-------- DATASET --------

PR #1861, opened 2025-06-10
fix: remove debug logs and use the diag logger for init timings

maxday:
As discussed during the SIG meeting, let's remove the `Registering OpenTelemetry` log as this is showing in plain text (not JSON formatted) 
see picture below:
Screenshot 2025-06-10 at 11 46 19 PM

The init duration information can definitely be useful so I propose to use the diag logger and set the level to `DEBUG`. This way a customer using `INFO` log, won't see any plain text logs.

### DIFF
--- a/nodejs/packages/layer/src/wrapper.ts
+++ b/nodejs/packages/layer/src/wrapper.ts
@@ -610,7 +610,9 @@ export async function init() {
   initialized = true;
 }
 
-console.log('Registering OpenTelemetry');
+export function logDebug(message: string, ...args: unknown[]) {
+  diag.debug(message, ...args);
+}
 
 let initialized = false;
 let instrumentations: Instrumentation[];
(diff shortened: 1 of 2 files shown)


nodejs/packages/layer/src/wrapper.ts
```diff
@@ -610,7 +610,9 @@ export async function init() {
   initialized = true;
 }
 
-console.log('Registering OpenTelemetry');
+export function logDebug(message: string, ...args: unknown[]) {
+  diag.debug(message, ...args);
```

--------

== PROBLEM REQUIREMENTS ==
Copy out exactly the lines that begin at the one with "As discussed during" and end at the close of the material above; nothing else belongs in the answer.

== WRITTEN ANSWER ==
As discussed during the SIG meeting, let's remove the `Registering OpenTelemetry` log as this is showing in plain text (not JSON formatted) 
see picture below:
Screenshot 2025-06-10 at 11 46 19 PM

The init duration information can definitely be useful so I propose to use the diag logger and set the level to `DEBUG`. This way a customer using `INFO` log, won't see any plain text logs.

### DIFF
--- a/nodejs/packages/layer/src/wrapper.ts
+++ b/nodejs/packages/layer/src/wrapper.ts
@@ -610,7 +610,9 @@ export async function init() {
   initialized = true;
 }
 
-console.log('Registering OpenTelemetry');
+export function logDebug(message: string, ...args: unknown[]) {
+  diag.debug(message, ...args);
+}
 
 let initialized = false;
 let instrumentations: Instrumentation[];
(diff shortened: 1 of 2 files shown)


nodejs/packages/layer/src/wrapper.ts
```diff
@@ -610,7 +610,9 @@ export async function init() {
   initialized = true;
 }
 
-console.log('Registering OpenTelemetry');
+export function logDebug(message: string, ...args: unknown[]) {
+  diag.debug(message, ...args);
```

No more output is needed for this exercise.